SOURCE MATERIAL ::
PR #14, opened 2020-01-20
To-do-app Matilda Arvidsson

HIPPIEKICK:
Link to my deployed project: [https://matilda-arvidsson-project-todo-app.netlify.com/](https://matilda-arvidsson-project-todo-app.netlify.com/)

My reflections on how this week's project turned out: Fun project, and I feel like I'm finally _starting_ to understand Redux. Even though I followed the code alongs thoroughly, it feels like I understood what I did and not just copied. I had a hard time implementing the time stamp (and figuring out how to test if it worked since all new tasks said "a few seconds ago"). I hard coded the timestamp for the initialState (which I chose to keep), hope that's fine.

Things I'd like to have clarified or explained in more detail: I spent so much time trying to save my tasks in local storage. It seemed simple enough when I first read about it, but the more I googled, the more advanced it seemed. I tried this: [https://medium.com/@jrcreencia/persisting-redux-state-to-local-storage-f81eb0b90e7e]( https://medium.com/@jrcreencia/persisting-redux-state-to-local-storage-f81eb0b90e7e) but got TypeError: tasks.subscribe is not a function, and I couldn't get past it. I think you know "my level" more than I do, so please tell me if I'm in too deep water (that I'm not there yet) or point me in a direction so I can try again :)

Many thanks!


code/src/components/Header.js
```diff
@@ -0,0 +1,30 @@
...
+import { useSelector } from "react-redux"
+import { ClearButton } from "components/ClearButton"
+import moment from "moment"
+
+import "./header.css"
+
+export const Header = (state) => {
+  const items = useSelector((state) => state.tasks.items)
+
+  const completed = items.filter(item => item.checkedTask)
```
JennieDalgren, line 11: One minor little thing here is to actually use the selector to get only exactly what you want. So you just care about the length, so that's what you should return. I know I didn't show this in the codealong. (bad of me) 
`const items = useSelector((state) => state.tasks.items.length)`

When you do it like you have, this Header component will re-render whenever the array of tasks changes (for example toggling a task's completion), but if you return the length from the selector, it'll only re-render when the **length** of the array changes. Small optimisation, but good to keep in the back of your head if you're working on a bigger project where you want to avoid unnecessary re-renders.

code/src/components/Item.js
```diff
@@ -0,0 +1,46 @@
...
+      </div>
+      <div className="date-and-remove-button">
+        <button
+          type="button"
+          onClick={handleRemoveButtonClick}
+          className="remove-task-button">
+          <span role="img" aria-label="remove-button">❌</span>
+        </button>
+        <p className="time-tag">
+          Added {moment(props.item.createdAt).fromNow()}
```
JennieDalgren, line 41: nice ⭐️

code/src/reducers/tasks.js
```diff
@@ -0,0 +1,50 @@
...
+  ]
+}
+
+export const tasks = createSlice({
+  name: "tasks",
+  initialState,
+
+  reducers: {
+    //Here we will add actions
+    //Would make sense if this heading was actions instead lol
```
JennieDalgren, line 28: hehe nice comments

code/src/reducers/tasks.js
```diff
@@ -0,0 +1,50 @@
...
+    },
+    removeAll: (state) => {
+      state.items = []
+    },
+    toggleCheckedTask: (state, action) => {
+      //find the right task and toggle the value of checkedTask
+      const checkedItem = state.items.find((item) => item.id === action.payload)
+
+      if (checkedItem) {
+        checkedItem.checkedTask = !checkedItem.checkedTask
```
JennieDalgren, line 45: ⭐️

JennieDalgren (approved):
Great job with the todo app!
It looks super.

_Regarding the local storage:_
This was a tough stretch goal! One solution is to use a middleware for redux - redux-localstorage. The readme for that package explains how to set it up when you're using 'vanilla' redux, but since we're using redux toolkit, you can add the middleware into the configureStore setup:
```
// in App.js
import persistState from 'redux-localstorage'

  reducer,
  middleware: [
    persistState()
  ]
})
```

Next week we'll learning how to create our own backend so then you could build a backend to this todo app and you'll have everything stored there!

---

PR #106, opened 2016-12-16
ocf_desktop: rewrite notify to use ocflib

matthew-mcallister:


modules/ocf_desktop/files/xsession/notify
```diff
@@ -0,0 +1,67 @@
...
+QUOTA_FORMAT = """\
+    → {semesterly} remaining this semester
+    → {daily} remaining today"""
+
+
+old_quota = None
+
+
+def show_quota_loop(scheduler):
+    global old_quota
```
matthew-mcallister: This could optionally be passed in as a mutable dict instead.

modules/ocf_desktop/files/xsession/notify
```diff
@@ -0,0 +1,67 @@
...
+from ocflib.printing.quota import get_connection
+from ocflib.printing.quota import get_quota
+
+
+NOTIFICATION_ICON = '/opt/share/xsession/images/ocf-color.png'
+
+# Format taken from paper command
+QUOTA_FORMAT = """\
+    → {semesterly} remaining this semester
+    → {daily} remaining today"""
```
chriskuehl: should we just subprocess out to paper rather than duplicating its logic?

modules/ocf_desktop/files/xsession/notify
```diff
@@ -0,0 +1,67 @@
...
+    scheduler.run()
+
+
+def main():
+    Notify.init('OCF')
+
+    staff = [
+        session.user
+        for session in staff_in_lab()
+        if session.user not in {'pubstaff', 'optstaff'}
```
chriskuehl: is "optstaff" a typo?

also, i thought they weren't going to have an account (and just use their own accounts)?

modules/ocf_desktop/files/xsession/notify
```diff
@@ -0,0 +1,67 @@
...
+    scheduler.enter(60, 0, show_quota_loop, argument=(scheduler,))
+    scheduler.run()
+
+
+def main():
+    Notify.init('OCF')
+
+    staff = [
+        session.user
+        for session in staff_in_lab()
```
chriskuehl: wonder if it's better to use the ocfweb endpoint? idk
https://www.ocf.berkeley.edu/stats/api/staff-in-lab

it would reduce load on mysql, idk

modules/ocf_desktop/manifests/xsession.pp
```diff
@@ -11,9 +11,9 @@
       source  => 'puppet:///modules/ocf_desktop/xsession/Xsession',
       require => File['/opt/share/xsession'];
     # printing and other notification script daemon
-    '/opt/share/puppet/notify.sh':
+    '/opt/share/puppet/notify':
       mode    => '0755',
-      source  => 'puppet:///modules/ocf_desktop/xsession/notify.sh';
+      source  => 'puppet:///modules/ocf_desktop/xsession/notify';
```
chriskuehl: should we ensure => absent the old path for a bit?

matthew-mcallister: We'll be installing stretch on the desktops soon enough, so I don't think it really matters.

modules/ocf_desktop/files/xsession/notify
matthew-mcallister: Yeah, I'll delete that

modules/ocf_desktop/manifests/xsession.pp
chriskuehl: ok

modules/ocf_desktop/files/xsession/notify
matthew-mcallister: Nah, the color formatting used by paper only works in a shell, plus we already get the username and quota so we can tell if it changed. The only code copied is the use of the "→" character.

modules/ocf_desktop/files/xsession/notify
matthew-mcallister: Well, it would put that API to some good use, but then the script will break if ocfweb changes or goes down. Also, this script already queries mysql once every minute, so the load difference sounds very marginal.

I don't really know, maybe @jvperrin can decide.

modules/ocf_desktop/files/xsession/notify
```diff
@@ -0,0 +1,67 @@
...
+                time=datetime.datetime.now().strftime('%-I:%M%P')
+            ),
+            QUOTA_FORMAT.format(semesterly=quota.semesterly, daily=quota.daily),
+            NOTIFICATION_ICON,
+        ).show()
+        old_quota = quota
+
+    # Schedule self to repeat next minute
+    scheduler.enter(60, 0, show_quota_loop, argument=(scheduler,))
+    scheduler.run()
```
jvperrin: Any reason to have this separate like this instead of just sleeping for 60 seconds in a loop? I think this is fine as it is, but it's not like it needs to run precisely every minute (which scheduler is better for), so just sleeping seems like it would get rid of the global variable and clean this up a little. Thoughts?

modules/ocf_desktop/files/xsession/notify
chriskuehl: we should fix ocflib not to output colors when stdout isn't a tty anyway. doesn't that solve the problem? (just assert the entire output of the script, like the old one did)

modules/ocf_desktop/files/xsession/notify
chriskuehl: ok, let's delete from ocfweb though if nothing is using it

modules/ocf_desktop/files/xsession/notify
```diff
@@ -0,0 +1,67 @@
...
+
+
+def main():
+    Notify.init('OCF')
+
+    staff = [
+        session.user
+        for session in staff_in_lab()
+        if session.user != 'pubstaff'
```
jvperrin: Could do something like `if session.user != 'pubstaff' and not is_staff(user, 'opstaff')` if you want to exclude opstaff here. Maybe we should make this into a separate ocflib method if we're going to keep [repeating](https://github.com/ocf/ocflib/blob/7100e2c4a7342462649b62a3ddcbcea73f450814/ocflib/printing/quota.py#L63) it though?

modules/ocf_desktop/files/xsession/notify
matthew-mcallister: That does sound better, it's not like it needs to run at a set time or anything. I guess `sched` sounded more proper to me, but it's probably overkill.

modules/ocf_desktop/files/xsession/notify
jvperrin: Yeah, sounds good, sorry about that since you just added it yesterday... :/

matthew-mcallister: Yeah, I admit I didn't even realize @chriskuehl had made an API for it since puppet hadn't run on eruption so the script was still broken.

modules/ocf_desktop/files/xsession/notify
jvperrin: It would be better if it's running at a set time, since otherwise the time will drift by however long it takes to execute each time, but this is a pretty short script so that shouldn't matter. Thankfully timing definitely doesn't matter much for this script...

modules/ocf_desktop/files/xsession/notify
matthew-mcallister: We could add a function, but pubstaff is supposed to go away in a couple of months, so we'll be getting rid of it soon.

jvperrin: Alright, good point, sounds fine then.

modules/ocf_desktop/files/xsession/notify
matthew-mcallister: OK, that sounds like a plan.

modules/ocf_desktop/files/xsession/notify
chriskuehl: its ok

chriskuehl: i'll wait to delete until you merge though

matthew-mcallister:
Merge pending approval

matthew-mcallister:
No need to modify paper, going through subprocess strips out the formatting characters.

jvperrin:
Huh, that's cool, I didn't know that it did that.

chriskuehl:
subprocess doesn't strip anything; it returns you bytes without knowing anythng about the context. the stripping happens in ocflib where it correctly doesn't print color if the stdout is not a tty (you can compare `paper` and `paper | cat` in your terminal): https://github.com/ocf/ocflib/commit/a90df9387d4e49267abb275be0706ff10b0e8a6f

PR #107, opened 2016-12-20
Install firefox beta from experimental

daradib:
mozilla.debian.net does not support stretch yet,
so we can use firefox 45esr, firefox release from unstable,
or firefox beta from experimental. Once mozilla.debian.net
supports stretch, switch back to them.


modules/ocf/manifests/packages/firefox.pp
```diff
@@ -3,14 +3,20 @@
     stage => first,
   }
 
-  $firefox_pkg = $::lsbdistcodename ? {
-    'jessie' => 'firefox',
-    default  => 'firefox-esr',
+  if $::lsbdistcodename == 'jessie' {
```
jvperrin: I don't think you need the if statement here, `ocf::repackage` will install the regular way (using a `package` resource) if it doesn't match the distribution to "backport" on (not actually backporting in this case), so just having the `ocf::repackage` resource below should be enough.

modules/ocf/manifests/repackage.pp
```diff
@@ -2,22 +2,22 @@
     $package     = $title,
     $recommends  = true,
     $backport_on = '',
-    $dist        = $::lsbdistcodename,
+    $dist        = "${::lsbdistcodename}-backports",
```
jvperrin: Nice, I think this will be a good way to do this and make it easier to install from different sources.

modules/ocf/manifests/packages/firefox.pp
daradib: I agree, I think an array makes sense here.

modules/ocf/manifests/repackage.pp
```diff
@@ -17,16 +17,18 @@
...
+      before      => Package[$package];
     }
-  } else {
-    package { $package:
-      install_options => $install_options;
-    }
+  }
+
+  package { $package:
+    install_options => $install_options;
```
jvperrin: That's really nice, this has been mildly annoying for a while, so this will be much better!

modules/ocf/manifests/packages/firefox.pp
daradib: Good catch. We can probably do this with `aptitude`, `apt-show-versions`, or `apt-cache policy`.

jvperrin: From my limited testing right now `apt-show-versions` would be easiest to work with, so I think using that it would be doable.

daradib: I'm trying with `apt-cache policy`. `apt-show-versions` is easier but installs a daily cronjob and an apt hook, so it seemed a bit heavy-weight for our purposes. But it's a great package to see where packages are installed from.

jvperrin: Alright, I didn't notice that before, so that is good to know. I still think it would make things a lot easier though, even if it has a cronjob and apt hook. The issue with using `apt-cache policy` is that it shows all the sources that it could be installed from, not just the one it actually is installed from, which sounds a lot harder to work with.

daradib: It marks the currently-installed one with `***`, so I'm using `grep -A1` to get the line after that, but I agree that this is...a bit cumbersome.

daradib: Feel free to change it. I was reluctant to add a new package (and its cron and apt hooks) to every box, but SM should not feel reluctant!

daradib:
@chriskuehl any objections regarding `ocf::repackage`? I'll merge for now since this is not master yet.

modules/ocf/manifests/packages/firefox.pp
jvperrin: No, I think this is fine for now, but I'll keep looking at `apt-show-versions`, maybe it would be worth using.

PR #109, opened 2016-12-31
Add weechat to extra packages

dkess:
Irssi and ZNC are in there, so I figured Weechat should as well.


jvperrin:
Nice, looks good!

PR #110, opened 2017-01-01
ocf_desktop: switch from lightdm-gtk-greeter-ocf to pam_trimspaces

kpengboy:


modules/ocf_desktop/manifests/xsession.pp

WORK REQUEST ::
Set out every line from the material that contains the string "Yeah".

RESULT OF THE TASK ::
matthew-mcallister: Yeah, I'll delete that
jvperrin: Yeah, sounds good, sorry about that since you just added it yesterday... :/
matthew-mcallister: Yeah, I admit I didn't even realize @chriskuehl had made an API for it since puppet hadn't run on eruption so the script was still broken.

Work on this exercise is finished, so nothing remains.